Wednesday 20 June 2018

Kanye West 'Ye' album review: 'He hasn’t completely left behind his idiosyncrasies'

4 stars

Kanye West (Yui Mok/PA)
Kanye West (Yui Mok/PA)

Independent.ie newsdesk

A new Kanye West album used to be an event. Now the arrival of fresh material from the one-time hip hop innovator is a source of potential embarrassment – for him but also us.

Misgivings were particularly high ahead of Ye, recorded in his new hide-out/recording facility at Jackson Hole, Wyoming. West had spent the previous several months taking a blow-torch to his once impeccable reputation, by variously supporting Donald Trump (even while insisting he was apolitical) and telling TMZ slavery was “a choice”.

But having presumably got the self-sabotage out of his system, the 40 year old is on a steadier keel throughout his eighth LP (by far his shortest with just seven songs and a 23 minute running time).
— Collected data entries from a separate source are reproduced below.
PR #313, opened 2015-10-28
Support multiple processing configs, refs #9105

sevein:
Redmine ticket: https://projects.artefactual.com/issues/9105

The processing configuration form is now a subclass of Django's `Form`.

An upcoming commit should expose the different configurations available via the API.

### DIFF
--- a/src/dashboard/src/components/administration/forms.py
+++ b/src/dashboard/src/components/administration/forms.py
@@ -15,14 +15,23 @@
 # You should have received a copy of the GNU General Public License
 # along with Archivematica.  If not, see <http://www.gnu.org/licenses/>.
 
+import os
+import sys
+from lxml import etree
+from collections import OrderedDict
+
 from django import forms
 from django.conf import settings
-from django.forms import ModelForm
 from django.forms.widgets import TextInput, RadioSelect, CheckboxInput
+from django.utils.translation import ugettext as _
 
 from components import helpers
 from main import models
 from components.administration.models import ArchivistsToolkitConfig, ArchivesSpaceConfig
+
+sys.path.append('/usr/lib/archivematica/archivematicaCommon')
+import storageService as storage_service
+
 
 class AgentForm(forms.ModelForm):
     class Meta:
@@ -32,6 +41,7 @@ class AgentForm(forms.ModelForm):
             'identifiervalue': TextInput(attrs=settings.INPUT_ATTRS),
             'name': TextInput(attrs=settings.INPUT_ATTRS),
         }
+
 
 class SettingsForm(forms.Form):
     def __init__(self, *args, **kwargs):
@@ -64,7 +74,7 @@ class StorageSettingsForm(SettingsForm):
         label="Full URL of the storage service")
 
 
-class ArchivistsToolkitConfigForm(ModelForm):
+class ArchivistsToolkitConfigForm(forms.ModelForm):
     class Meta:
         model = ArchivistsToolkitConfig
         fields = ('host', 'port', 'dbname', 'dbuser', 'dbpass', 'atuser', 'premis', 'ead_actuate', 'ead_show', 'object_type', 'use_statement', 'uri_prefix', 'access_conditions', 'use_conditions')
@@ -86,7 +96,7 @@ class ArchivistsToolkitConfigForm(ModelForm):
         }
 
 
-class ArchivesSpaceConfigForm(ModelForm):
+class ArchivesSpaceConfigForm(forms.ModelForm):
     class Meta:
         model = ArchivesSpaceConfig
         fields = ('host', 'port', 'user', 'passwd', 'premis', 'xlink_actuate', 'xlink_show', 'use_statement', 'object_type', 'access_conditions', 'use_conditions', 'uri_prefix', 'repository')
@@ -105,6 +115,7 @@ class ArchivesSpaceConfigForm(ModelForm):
             'uri_prefix': TextInput(attrs=settings.INPUT_ATTRS),
             'repository': TextInput(attrs=settings.INPUT_ATTRS),
         }
+
 
 class AtomDipUploadSettingsForm(SettingsForm):
     dip_upload_atom_url = forms.CharField(required=True,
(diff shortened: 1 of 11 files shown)


src/dashboard/src/components/administration/forms.py
```diff
@@ -15,15 +15,23 @@
...
 
+import os
+import sys
+from lxml import etree
+
 from django import forms
 from django.conf import settings
-from django.forms import ModelForm
 from django.forms.widgets import TextInput, RadioSelect, CheckboxInput
+from django.utils.translation import ugettext as _
```
Hwesta, line 26: :sparkling_heart:

src/dashboard/src/components/administration/forms.py
```diff
@@ -129,10 +139,306 @@ class AtomDipUploadSettingsForm(SettingsForm):
...
+    try:
+        dirs = storage_service.get_location(purpose=purpose)
+        if len(dirs) == 0:
+            raise Exception('Storage server improperly configured.')
+    except Exception:
+        dirs = []
+    return dirs
+
+
+class PreconfiguredChoices:
```
Hwesta: Classes should inherit from object: `class PreconfiguredChoices(object):`

src/dashboard/src/components/administration/forms.py
```diff
@@ -129,10 +139,306 @@ class AtomDipUploadSettingsForm(SettingsForm):
...
+    """
+    Encode processing configuration XML documents and optionally write to disk.
+    """
+    def __init__(self, config_path):
+        self.xml = etree.Element('processingMCP')
+        self.choices = etree.Element('preconfiguredChoices')
```
Hwesta: Tip: etree.SubElement(parent, ...) may make this easier/cleaner.

src/dashboard/src/components/administration/forms.py
```diff
@@ -129,10 +139,306 @@ class AtomDipUploadSettingsForm(SettingsForm):
...
+        self.config_path = config_path
+
+    def add_choice(self, applies_to_text, go_to_chain_text, delay_duration=None):
+        choice = etree.Element('preconfiguredChoice')
+
+        applies_to = etree.Element('appliesTo')
+        applies_to.text = applies_to_text
```
Hwesta: Tip: `etree.Element('foo').text = 'text'` works, though you may not think it's cleaner. :)

src/dashboard/src/components/administration/views_processing.py
```diff
@@ -15,404 +15,64 @@
...
-
-        return redirect('components.administration.views.processing')
+        form = ProcessingConfigurationForm(request.POST)
+        if form.is_valid():
+            try:
+                form.save_config()
+            except Exception as e:
+                logger.exception(str(e))
+                messages.error(request, 'Processing configuraiton could not be saved!')
+            finally:
```
Hwesta: `finally:` is always run, even if an exception is raised. This should be `else:` or move into the `try` block.

src/dashboard/src/components/administration/views_processing.py
```diff
@@ -15,404 +15,64 @@
...
-
-        messages.info(request, 'Saved!')
-
-        return redirect('components.administration.views.processing')
+        form = ProcessingConfigurationForm(request.POST)
+        if form.is_valid():
+            try:
+                form.save_config()
+            except Exception as e:
+                logger.exception(str(e))
```
Hwesta: `logger.exception` already includes a traceback for the exception. Maybe make the error message more useful, like 'Failed to save processing config' ie why this traceback happened.

src/dashboard/src/components/administration/forms.py
```diff
@@ -129,10 +139,306 @@ class AtomDipUploadSettingsForm(SettingsForm):
...
+            else:
+                choices = opts['choices'] = list(self.EMPTY_CHOICES)
+                if ftype == 'boolean':
+                    if 'yes_option' in field:
+                        choices.append((field['yes_option'], 'Yes'))
+                    if 'no_option' in field:
+                        choices.append((field['no_option'], 'No'))
+                elif ftype == 'chain_choice':
+                    link = models.MicroServiceChainLink.objects.get(pk=choice_uuid)
+                    chain_choices = models.MicroServiceChainChoice.objects.filter(choiceavailableatlink_id=link.pk)
```
Hwesta: Tip: Don't need to fetch `link`, can just be `models.MicroServiceChainChoice.objects.filter(choiceavailableatlink_id=choice_uuid)`

src/dashboard/src/components/administration/forms.py
```diff
@@ -129,10 +139,306 @@ class AtomDipUploadSettingsForm(SettingsForm):
...
+                    ignored_choices = field.get('ignored_choices')
+                    for item in chain_choices:
+                        chain = item.chainavailable
+                        if ignored_choices is not None:
```
Hwesta: Tip: If above is `ignored_choices = field.get('ignored_choices', [])` then you don't need to check 'if ignore_choices is None'.  Second parameter `.get()` is default value.

src/dashboard/src/components/administration/forms.py
```diff
@@ -129,10 +139,306 @@ class AtomDipUploadSettingsForm(SettingsForm):
...
+    def load_config(self, name):
+        """
+        Bound the choices found in the XML document to the form fields.
+        """
+        self.fields['name'].initial = name
+        self.fields['name'].widget.attrs['readonly'] = 'readonly'
+        config_path = os.path.join(helpers.processing_config_path(), '{}ProcessingMCP.xml'.format(name))
+        with open(config_path, 'r') as f:
+            xml = f.read()
+            root = etree.fromstring(xml)
```
Hwesta: Tip: Can combine these 2 lines into `root = etree.parse(f)`  The rest of the block doesn't have to be within the `with` block, since the file's already been read from.

src/dashboard/src/components/administration/forms.py
```diff
@@ -129,10 +139,306 @@ class AtomDipUploadSettingsForm(SettingsForm):
...
+            for choice in root.findall('.//preconfiguredChoice'):
+                applies_to = choice.find('appliesTo').text
+                go_to_chain = choice.find('goToChain').text
```
Hwesta: Tip: [.findtext()](http://lxml.de/tutorial.html#elementpath) is pretty cool.

src/dashboard/src/templates/administration/processing_edit.html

He offers a homage to his wife Kim Kardashian on the dreamy Wouldn’t Leave, which features a heartfelt outro in which he thanks her for staying true to him in the face of recent controversies (she very reasonably feared they would be ruined following his TMZ meltdown).

Yet though West is seemingly on the road to recovery here, he hasn’t completely left behind his idiosyncrasies. Bare-boned opener I Thought About Killing You finds Kanye telling someone – Kardashian presumably – that he had considered bumping them off and that he’d contemplated taking his own life too.

That’s a dark beginning and thankfully Ye doesn’t lean into it. Instead, the record gradually pulls back the curtains and feels the sun on its face. Kanye makes light of/boasts about his emotional health issues on the yammering, minimalist Yikes, joking that bipolar disorder is a “superpower” (he also references the condition on the record sleeve, on which are scrawled the words “I hate being bipolar/It’s awesome”).

Kanye West 'Ye'
Kanye West 'Ye'

And he pays tribute to his daughters on the languid, fuzz-drenched Violent Crimes, in which he explains that parenthood has led him to look at the world differently.

After his recent outrageous behaviour, this is hardly enough to make amends or restore his status within the entertainment industry and celebrity-sphere. But it suggests that, having hopefully hit his lowest, Kanye has started to climb out of the hole into which he’s dug himself. By those metrics, Ye counts as a win.